Sería irresponsable abandonar estas páginas sin advertir sobre los riesgos del insomnio conscientemente provocado pues, si bien las ilusiones hipnagógicas —o, Goya dixit, el sueño de la razón— pueden inspirarnos monstruos dignos de las páginas kafkianas, por otra parte dormir rutinariamente menos de seis o siete horas por noche debilita nuestro sistema inmune y eleva el riesgo de sufrir cáncer, enfermedades cardiovasculares, diabetes y depresión.8 Aunque ignoramos qué habría escrito un Kafka acostumbrado a dormir ocho horas diarias, las consecuencias del insomnio en nuestra salud hacen que la privación voluntaria del sueño como técnica literaria sea, de las tres lecciones vistas, en verdad la más kafkiana.

 

Luis Javier Plata Rosas
Doctor en oceanografía por la Universidad de Guadalajara. Sus más recientes libros son: La ciencia y los monstruos. Todo lo que la ciencia tiene para decir sobre zombis, vampiros, brujas y otros seres horripilantes y El océano tiene onda. Una obra de ciencia ficción.

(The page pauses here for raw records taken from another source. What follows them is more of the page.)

PR #3727, opened 2017-11-13
Fix xorg module drivers path

alarcher:


jimklimov:
Haven't seen such transforms before, but if I get their purpose correctly - LGTM :)

pyhalov:
I have the only question - how did it work before this change?

alarcher:
Most likely because the auto-config patch skips non-64bit paths.

PR #3728, opened 2017-11-13
shared-macros: Add PHONY download target

hliebel:
Some components do not specify/require a 'download' target. We do not
want the top level 'gmake download' operation to fail in this case.


pyhalov:
This is wrong. This makes 'gmake prep ' always do something - extract and patch archive, even if it's already extracted.

PR #3730, opened 2017-11-13
gnome-connection-manager: Fix download URL

hliebel:
Main project site is gone, use a mirror for now.


pyhalov:
Fixing url is fine thing, supporting dead project is not so fine. @jimklimov is upstream alive? If it's not, should we continue providing this package?

PR #3732, opened 2017-11-13
Bump cmake to 3.9.6

alarcher:
Manifest and test suite unchanged.


pyhalov:
Have you built some mysqls with it?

1 Proulx, T. y S.J. Heine, “Connections from Kafka: Exposure to meaning threats improves implicit learning of an artificial grammar”, Psychological Science, 20(9), 2009, pp. 1125-1131.

2 Aprendizaje implícito es cuando aprendemos algo sin habérnoslo propuesto. Por ejemplo, si nos gustan los productos de Hello Kitty es muy probable que ya sepamos de qué lado usa esta gata imaginaria su moño, sin que hiciéramos esfuerzo alguno por aprenderlo.

3 Hodson, R., A.W. Martin, S.H. Lopez y V.J. Roscigno, “Rules don’t apply: Kafka’s insights on bureaucracy”, Organization, 20(2), 2012, pp. 256-278.

4 McCabe, D., “The tyranny of distance: Kafka and the problem of distance in bureaucratic organizations”, Organization, 0(0), 2013, pp. 1-20.

5 Coralli, A. y A. Perciaccante, “Franz Kafka: An emblematic case of coocurrence of sleep and psychiatric disorders”, Sleep Science, 9, 2016, pp. 5-6.

6 Stuger, J., “Kafka and autism: The undisclosed logic behind Kafka’s work”, Journal of Autism and Developmental Disorders, 47, 2017, pp. 2336-2347.

7 Mishara, A.L., “Kafka, paranoic doubles and the brain: hypnagogic vs. hyper-reflexive models of disrupted self in neuropsychiatric disorders and anomalous conscious states”, Philosophy, Ethics and Humanities in Medicine, 5(13), 2010, pp. 1-37.

8 Walker, M., Why we sleep: Unlocking the power of sleep and dreams, Scribner MacMillan, 2017.